William Millar, Sr., (October 5, 1839 – February 5, 1913) was a Scotch-Irish American immigrant, farmer, and Wisconsin pioneer. He was a member of the Wisconsin State Senate (1889 & 1891) and Assembly (1887), representing Dunn County. His last name was spelled Miller in some historical sources.

==Biography==
Millar was born near Dublin, Ireland, on October 5, 1839. He attended a select school in Ireland before emigrating with his family to the United States in 1850. He was raised working with his father on a farm in Waukesha County, Wisconsin. In 1857, the family moved to their own farm in what is now the town of Red Cedar, Wisconsin, and William was sent to attend high school at the nearby village of La Crosse, Wisconsin.

At age 19 went to work as a lumberman near Eau Claire, Wisconsin, for the Dole, Ingram & Kennedy company. He worked 13 years in this profession and for the last seven years of that time, he was also a manager and investor in the logging company. Over those years, he gradually accumulated land for his own estate in Red Cedar, eventually owning about 400 acres.

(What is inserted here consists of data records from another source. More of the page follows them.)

PR #68, opened 2023-02-23
Shell activation helpers

wolfv:
I ported some functions over to assist in shell activation (WIP!).

This loads environment variables and activation scripts and places them in an `Activator` struct.

I was thinking we could have another function that would consume one (or two) `Activator` objects and emit the shell code based on them.
Something like:

```
activate_environment(to_activate: Activator, to_deactivate: Option<Deactivator>) {
 /// additional logic to activate the env in the shell
 return shell script...
}
```


crates/rattler_shell_helpers/src/lib.rs
```diff
@@ -0,0 +1,354 @@
...
+            .map(|r| r.unwrap().path())
+            .filter(|path| path.is_file())
+            .collect::<Vec<_>>();
+
+        env_var_files.sort();
+
+        // TODO figure out how to more safely `unwrap`?
+        let env_var_json: Vec<serde_json::Value> = env_var_files
+            .iter()
+            .map(|path| fs::read_to_string(path).unwrap())
```
wolfv, line 135: Should I use `try_for_each` here?

baszalmstra: You can use : (from the top of my head)

```rust
.map(|path| fs::read_to_string(path))
.and_then(|text| serde_json::from_str(&json).map_err(Into::into)) // Into::into to convert serde_json error to std::io::Error.
.collect::<Result<Vec<_>, _>()?
```

crates/rattler_shell_helpers/src/lib.rs
```diff
@@ -0,0 +1,354 @@
...
+    if !path.exists() {
+        return Ok(vec![]);
+    }
+
+    let paths = fs::read_dir(path).unwrap();
+
+    let mut scripts = paths
+        .into_iter()
+        .filter(|r| r.is_ok())
+        .map(|r| r.unwrap().path())
```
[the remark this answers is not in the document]
tdejager: And you can use `filter_map` to do it in one call.

crates/rattler_shell_helpers/src/lib.rs
```diff
@@ -0,0 +1,354 @@
...
+
+        // load json but preserve the order of dicts - for this we use the serde preserve_order feature
+        let state_json: serde_json::Value = serde_json::from_str(&state_json).unwrap();
+        let state_env_vars = state_json["env_vars"].as_object().unwrap();
+
+        for (key, value) in state_env_vars {
+            // TODO log warning?
+            // println!("{}: {} (overwritten)", key, value.as_str().unwrap());
+            env_vars.insert(key.to_uppercase(), value.as_str().unwrap().to_string());
+        }
```
baszalmstra, line 157: You could write this as an iterator.

crates/rattler_shell_helpers/src/lib.rs
```diff
@@ -0,0 +1,354 @@
...
+    pub paths: Vec<PathBuf>,
+
+    /// A list of scripts to run when activating the environment
+    pub activation_scripts: Vec<PathBuf>,
+
+    /// A list of scripts to run when deactivating the environment
+    pub deactivation_scripts: Vec<PathBuf>,
+
+    /// A list of environment variables to set when activating the environment
+    pub env_vars: IndexMap<String, String>,
```
tdejager, line 59: Are you using the  `IndexMap` so you can sort them :)?

crates/rattler_shell_helpers/src/lib.rs
```diff
@@ -0,0 +1,354 @@
...
+///
+/// # Arguments
+///
+/// * `prefix` - The path to prefix the path entries with
+/// * `operating_system` - The operating system that the path entries are for
+///
+/// # Returns
+///
+/// A vector of path entries
+fn prefix_path_entries(
```
baszalmstra, line 172: I dont quite get what this means, does this return where binaries can be stored?

tdejager (changes requested):

crates/rattler_shell_helpers/src/lib.rs
wolfv: Nope, so that they stay sorted. It's not well specified and IMO the conda folks chose the wrong json format (it should've been an ordered list) ...

wolfv: I am using the `preserve_order` feature of serde, btw.

baszalmstra (commented):
This is awesome! Thanks!

Im wondering if it would make sense to decouple the activator from the shell. That way you can create an `Activator` from an environment and then create shell scripts for any shell from that activator instance.

Im also wondering if it would make sense to split the behavior for environment variables and activation scripts into two objects for the sake of separation of concerns.

You use `unwrap` quite a bit. I think its almost always better to use `except` instead because then you can also provide a reason why this should always work. But even better would be to propagate possible errors up the callstack. To that end I also think its better to use `thiserror` instead of `anyhow` because then you provide type safe errors back to the user who can act accordingly. Since any `thiserror` can always be converted to an `anyhow` error it provides more control to the user of your API.

One final note, would it also be possible to construct an Activator from a non-installed environment but simply from `PrefixRecords` and/or cached package directories? Perhaps then we can act on a more immutable state. This could be very useful while installing an environment as the prefix directory is completely in flux during the installation phase which might complicate the discovery of files. WDYT?

wolfv:
Thanks for the comments, will fix them up. I am not sure if decoupling the "Activator" or whatever from the notion of a "shell" makes a lot of sense, since at the end of the day "activation" itself mostly makes sense in a shell or script. For the same reason I am also not very convinced by the idea of creating an Activator from e.g. the conda-meta data (instead of the file system) - if we want to do this "on-the-fly" then we can better write a short bash script that performs the same actions? Also for the `env` variables, we actually do need to read the files to figure them out.

crates/rattler_shell_helpers/src/lib.rs
```diff
@@ -0,0 +1,354 @@
...
+/// * `prefix` - The path to the root of the conda environment
+///
+/// # Returns
+///
+/// A map of environment variables
+///
+/// # Errors
+///
+/// If the `state` file or the `env_vars.d` directory cannot be read, an error is returned.
+fn collect_env_vars(prefix: &Path) -> anyhow::Result<IndexMap<String, String>> {
```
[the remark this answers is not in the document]
wolfv: I want to preserve the order (also used serde_json preserve-order feature in this crate).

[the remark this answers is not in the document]
wolfv: We have our very own now :)

crates/rattler_shell_helpers/src/lib.rs
```diff
@@ -0,0 +1,354 @@
...
+    let pkg_env_var_dir = prefix.join("etc/conda/env_vars.d");
+    let mut env_vars = IndexMap::new();
+
+    if pkg_env_var_dir.exists() {
+        let env_var_files = pkg_env_var_dir.read_dir()?;
+        let mut env_var_files = env_var_files
+            .into_iter()
+            .filter(|r| r.is_ok())
+            // is safe because we filtered on `is_ok()`
+            .map(|r| r.unwrap().path())
```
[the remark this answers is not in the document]
wolfv: Done! :)

crates/rattler_shell_helpers/src/lib.rs
```diff
@@ -0,0 +1,418 @@
...
+
+        let state_env_vars = state_json["env_vars"].as_object().ok_or_else(|| {
+            ActivationError::InvalidEnvVarFileStateFile {
+                file: state_file.to_path_buf(),
+            }
+        })?;
+
+        for (key, value) in state_env_vars {
+            if state_env_vars.contains_key(key) {
+                println!(
```
baszalmstra, line 217: Can you use `tracing` instead of `println`? That way the user of the library is able to configure how they want to log things.

baszalmstra (commented):
Aside from one comment the rest of the code looks great!

I am still wondering if it makes sense to separate the Activator from the shell. If the activator collects all scripts for all shells you can generate the required script for any shell later. WDYT?

PR #69, opened 2023-02-23
feat: added reading of conda-lock files

tdejager:
Allows reading of conda-lock files.


crates/rattler_conda_types/src/conda_lock/mod.rs
```diff
@@ -0,0 +1,201 @@
...
+}
+
+#[derive(Serialize, Deserialize, Eq, PartialEq, Hash)]
+pub struct PackageName(String);
+#[derive(Serialize, Deserialize, Eq, PartialEq, Hash)]
+/// This is basically a MatchSpec but will never contain the package name
+pub struct VersionConstraint(String);
+
+#[derive(Serialize)]
+pub enum PackageHashes {
```
wolfv, line 77: I am curious why we need this vs. two `Option<String>`?

Also I am wondering if we should deserialize them straight away as the binary representations as properly "typed" checksums or keep them as strings?

wolfv:
pretty cool! :)

crates/rattler_conda_types/src/conda_lock/mod.rs
tdejager: I just like it that you cannot have the case where both are None :)

wolfv:
I am wondering if this should go in conda-types or a seperate crate.

crates/rattler_conda_types/src/conda_lock/mod.rs
tdejager: Yeah so I had the feeling that if both values are none the whole thing should just be excluded from the yaml.

crates/rattler_conda_types/src/conda_lock/mod.rs
```diff
@@ -0,0 +1,222 @@
...
+    pub git_user_name: String,
+    /// Git user.email field of global config
+    pub git_user_email: String,
+    /// sha256 hash of the most recent git commit that modified one of the input files for this lockfile
+    pub git_sha: String,
+}
+
+#[derive(Serialize, Deserialize)]
+/// Represents whether this is a dependency managed by pip or conda
+pub enum Manager {
```
baszalmstra, line 74: You could also use `#[serde(rename_all="lowercase")]`

crates/rattler_conda_types/src/conda_lock/mod.rs
```diff
@@ -0,0 +1,222 @@
...
+    #[serde(rename = "conda")]
+    Conda,
+    #[serde(rename = "pip")]
+    Pip,
+}
+
+#[derive(Serialize, Deserialize, Eq, PartialEq, Hash)]
```
baszalmstra, line 81: Why did you use new types here? Especially for package name String looks pretty logical. Maybe you can at least implement Display for it?

There is now also no way to access the string name because the string is not `pub`.

crates/rattler_conda_types/src/conda_lock/mod.rs
```diff
@@ -0,0 +1,222 @@
...
+pub struct PackageName(String);
+#[derive(Serialize, Deserialize, Eq, PartialEq, Hash)]
+/// This is basically a MatchSpec but will never contain the package name
+pub struct VersionConstraint(String);
```
baszalmstra, line 85: Would be nice if you add a `parse` function that turns this into a `MatchSpec`.

crates/rattler_conda_types/src/conda_lock/mod.rs
baszalmstra: Maybe you can add a `serde_with` module to `rattler_digest` to serialize a digests? That would be neet!

crates/rattler_conda_types/src/conda_lock/mod.rs
```diff
@@ -0,0 +1,222 @@
...
+    pub used_env_vars: Vec<String>,
+}
+
+#[cfg(test)]
+mod test {
+    use super::PackageHashes;
+    use crate::conda_lock::CondaLock;
+    use serde_yaml::from_str;
+
+    #[test]
```
baszalmstra, line 181: Maybe you can add an `insta` test for a few lock files here? That would alert us in the future if something changes in the serialization/deserialization code.

crates/rattler_conda_types/src/conda_lock/mod.rs
tdejager: Done

crates/rattler_conda_types/src/conda_lock/mod.rs
tdejager: Removed `PackageName` added Display for `VersionConstraint`

crates/rattler_conda_types/src/conda_lock/mod.rs
tdejager: Will do this in subsequent PR.

tdejager:
Added Digest parsing to `rattler_digest` crate, so that should work now!

crates/rattler_conda_types/src/conda_lock/mod.rs
tdejager: Yes, added it for one lock file. Was already working on another lock file in a different PR.

wolfv:
Wow, that looks pretty slick! :)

He was one of the founders of the Dunn County Agricultural Society in 1885 and served as its first president. The following year, he was elected to the Wisconsin State Assembly, running on the Republican Party ticket. Rather than running for re-election in 1888, he ran for and won a four-year term in the Wisconsin State Senate. He did not run for re-election in 1892.

His health declined gradually over the subsequent years, and he died on his farm in Red Cedar on February 5, 1913.

==Personal life and family==
Millar was born to a Scottish father and Irish mother. He was the second of eight children born to David Millar and his wife Margaret (' Riley). Two of his younger brothers, James and Robert, fought for the Union Army in the American Civil War—James was killed at Spotsylvania Court House.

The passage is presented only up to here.